Unless I'm just being a word nigger here ..."in recovery" and "recovery group" is kind of connotated with AA specifically to begin with though and therefore there is at least some implication here that it is the only tried, true, tested and proven method and that there is simply nothing else that will work whatsoever...

It's a system/program that may work for some people but may not work for others and there has been plenty of brain science and other shit done since AA first materialized.
 
Unless I'm just being a word nigger here ..."in recovery" and "recovery group" is kind of connotated with AA specifically to begin with though and therefore there is at least some implication here that it is the only tried, true, tested and proven method and that there is simply nothing else that will work whatsoever...

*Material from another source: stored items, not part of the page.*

PR #1324, opened 2019-03-07
Add examples for matchAll

Elchi3:
Examples for:

https://developer.mozilla.org/en-US/docs/Web/JavaScript/Reference/Global_Objects/String/matchAll
https://developer.mozilla.org/en-US/docs/Web/JavaScript/Reference/Global_Objects/Symbol/matchAll
https://developer.mozilla.org/en-US/docs/Web/JavaScript/Reference/Global_Objects/RegExp/@@matchAll

This will work in Chrome 73 and Firefox 67 (or the nightly versions of these browsers).

### DIFF
--- a/live-examples/js-examples/regexp/regexp-prototype-@@matchall.html
+++ b/live-examples/js-examples/regexp/regexp-prototype-@@matchall.html
@@ -1,0 +1,16 @@
+<pre>
+<code id="static-js">class MyRegExp extends RegExp {
+    [Symbol.matchAll](str) {
+        var result = RegExp.prototype[Symbol.matchAll].call(this, str);
+        if (!result) return null;
+        return Array.from(result);
+    }
+}
+var re = new MyRegExp('([0-9]+)-([0-9]+)-([0-9]+)', 'g');
+var result = '2016-01-02|2019-03-07'.matchAll(re);
+console.log(result[0]);
+// expected output: [ "2016-01-02", "2016", "01", "02" ]
+console.log(result[1]);
+// expected output: [ "2019-03-07", "2019", "03", "07" ]
+</code>
+</pre>
--- a/live-examples/js-examples/regexp/regexp-prototype-@@matchall.html
+++ b/live-examples/js-examples/regexp/regexp-prototype-@@matchall.html
@@ -1,16 +1,16 @@
 <pre>
 <code id="static-js">class MyRegExp extends RegExp {
     [Symbol.matchAll](str) {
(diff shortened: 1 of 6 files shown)


live-examples/js-examples/string/string-matchall.html
```diff
@@ -0,0 +1,13 @@
+<pre>
+<code id="static-js">var regexp = /t(e)(st(\d?))/g;
+var str = 'test1test2';
+
+let array = [...str.matchAll(regexp)];
+
+console.log(array[0]);
+// expected output: ['test1', 'e', 'st1', '1']
```
wbamberg: `Array ["test1", "e", "st1", "1"]`

live-examples/js-examples/string/string-matchall.html
```diff
@@ -0,0 +1,13 @@
...
+
+console.log(array[1]);
+// expected output: ['test2', 'e', 'st2', '2']
```
wbamberg: `Array ["test2", "e", "st2", "2"]`

live-examples/js-examples/symbol/symbol-matchall.html
```diff
@@ -0,0 +1,9 @@
+<pre>
+<code id="static-js">var re = /[0-9]+/g;
+var str = '2016-01-02|2019-03-07';
+var result = re[Symbol.matchAll](str);
+
+console.log(Array.from(result, x => x[0]));
+// expected output: ["2016", "01", "02", "2019", "03", "07"]
```
wbamberg: `Array ["2016", "01", "02", "2019", "03", "07"]`

live-examples/js-examples/regexp/regexp-prototype-@@matchall.html
```diff
@@ -0,0 +1,16 @@
...
+    }
+}
+var re = new MyRegExp('([0-9]+)-([0-9]+)-([0-9]+)', 'g');
+var result = '2016-01-02|2019-03-07'.matchAll(re);
+console.log(result[0]);
+// expected output: [ "2016-01-02", "2016", "01", "02" ]
+console.log(result[1]);
+// expected output: [ "2019-03-07", "2019", "03", "07" ]
+</code>
+</pre>
```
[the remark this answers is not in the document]
Elchi3: Thanks Will, I think this is less dense and thus better.

Elchi3:
I've updated this and hopefully addressed your comments. Thanks for your review! 
Can you take another look and merge if this is good to go?

PR #1333, opened 2019-03-26
Correcting `contenteditable` attribute value in `spellcheck` example

gridlined:
As per the spec for `contenteditable`:

> This attribute is an enumerated one and not a Boolean one. This means that the
> explicit usage of one of the values `true`, `false` or the empty string is
> mandatory and that a shorthand like `<label contenteditable>Example Label</label>`
> is not allowed. The correct usage is `<label contenteditable="true">Example Label</label>`.

The `spellcheck` example was incorrect using it without a value.

### DIFF
--- a/live-examples/html-examples/global-attributes/attribute-spellcheck.html
+++ b/live-examples/html-examples/global-attributes/attribute-spellcheck.html
@@ -1,3 +1,3 @@
-<p contenteditable spellcheck="true">This exampull will be checkd fur spellung when you try to edit it.</p>
+<p contenteditable="true" spellcheck="true">This exampull will be checkd fur spellung when you try to edit it.</p>
 
-<p contenteditable spellcheck="false">This exampull will nut be checkd fur spellung when you try to edit it.</p>
+<p contenteditable="true" spellcheck="false">This exampull will nut be checkd fur spellung when you try to edit it.</p>


wbamberg:
I'm not sure about this. Our own docs page says:

> This attribute is an enumerated one and not a Boolean one. This means that the explicit usage of one of the values true, false or the empty string is mandatory and that **a shorthand like \<label contenteditable>Example Label\</label> is not allowed**. The correct usage is \<label contenteditable="true">Example Label\</label>.

This seems very clear: the current example for `spellcheck` is wrong, and this PR fixes it. But the W3C docs also say:

> Attributes can be specified in four different ways:
>
> 1. Empty attribute syntax
> 
> Just the attribute name. **The value is implicitly the empty string.**

(https://www.w3.org/TR/html/syntax.html#elements-attributes)

...so writing just `contenteditable` gives it the value `""` which makes it `true`.

Also the W3C's own example uses the shorthand form:

```html
<!doctype html>
<html lang=en>
<title>Live CSS editing!</title>
<style style=white-space:pre contenteditable>
html { margin:.2em; font-size:2em; color:lime; background:purple }
head, title, style { display:block }
body { display:none }
</style>
```

(https://html.spec.whatwg.org/multipage/interaction.html#attr-contenteditable)

So I wonder if our docs are wrong. @estelle , @chrisdavidmills , do you know the answer to this?

estelle:
https://www.w3.org/TR/html/editing.html#element-attrdef-global-contenteditable 

> The contenteditable content attribute is an enumerated attribute whose keywords are the empty string, true, and false. The empty string and the true keyword map to the true state. The false keyword maps to the false state. In addition, there is a third state, the inherit state, which is the missing value default (and the invalid value default).

So our docs are incorrect.

gridlined:
I was unsure myself, and thought the same, but created the PR nonetheless because it was either than this change was needed and the PR would be of use, or having created the PR would spur discussion just as it has and end up in a fix to the other documentation.

wbamberg:
Thanks @estelle  for the clarification and @gridlined for bringing this up. I've filed https://github.com/mdn/sprints/issues/1596 to fix the docs.

PR #1338, opened 2019-04-11
Fix RegExp test example

alexdachin:
Previously, the example was incorrect:

```
console.log(regex2.test(str1));
// expected output: true

console.log(regex2.test(str1));
// expected output: false
```

### DIFF
--- a/live-examples/js-examples/regexp/regexp-prototype-test.html
+++ b/live-examples/js-examples/regexp/regexp-prototype-test.html
@@ -1,18 +1,12 @@
 <pre>
-<code id="static-js" data-height="taller">var regex1 = RegExp('foo*');
-var regex2 = RegExp('foo*','g');
+<code id="static-js" data-height="taller">var regex = RegExp('foo*');
 var str1 = 'table football';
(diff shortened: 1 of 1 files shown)


wbamberg:
Thanks for your PR! But I think the current example is correct:

```js
var regex2 = RegExp('foo*','g');
var str1 = 'table football';

console.log(regex2.test(str1));
// expected output: true

console.log(regex2.test(str1));
// expected output: false
```

...the point being that, [in the words of the doc](https://developer.mozilla.org/en-US/docs/Web/JavaScript/Reference/Global_Objects/RegExp/test#Description), "test() called multiple times on the same global regular expression instance will advance past the previous match" - so calling it again does not find a match. Try it with, say `var str1 = 'table footballfoo';` and see the difference.

alexdachin:
Thank you for pointing that out and sorry for assuming stuff. I only read the description and didn’t notice the “Using test() on a regex with the global flag” section.

wbamberg:
No problem! I appreciate your willingness to help out with the project!

PR #1345, opened 2019-05-02
Update object-freeze.html

stevenvachon:
This was implying that Object.freeze() creates a copy, when it explicitly does not.

### DIFF
--- a/live-examples/js-examples/object/object-freeze.html
+++ b/live-examples/js-examples/object/object-freeze.html
@@ -1,14 +1,14 @@
 <pre>
-<code id="static-js">const object1 = {
-  property1: 42
+<code id="static-js">const obj = {
+  prop: 42
 };
 
-const object2 = Object.freeze(object1);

It's a system/program that may work for some people but may not work for others and there has been plenty of brain science and other shit done since AA first materialized.
You are being a word nigger. The recovery terminology is shared by SMART Recovery, a secular model based in CBT and DBT, and probably by other programs I'm not aware of because I like SMART and haven't felt the need to look into anything else. It is about as antithetical to AA as you can get, which is precisely why I like it, and I'd appreciate it if you stopped insinuating that I'm a cultist over your personal hangups with words.
 
  • Like
Reactions: neger psykolog
Last night I came home and there was a drunk dude in the lobby of my building. He locked himself out and needed a master key to let him in.

"Hey, I know you!" he said. "You are at the meetings"

"Sorry, I've seen hundreds of people come and go. I don't remember you" I said.

"Yeah, I know you! You say some really good stuff!"

It made me kind of feel good but at the same time, you can't help anyone who doesn't want to change. At least I know I'm making an impact.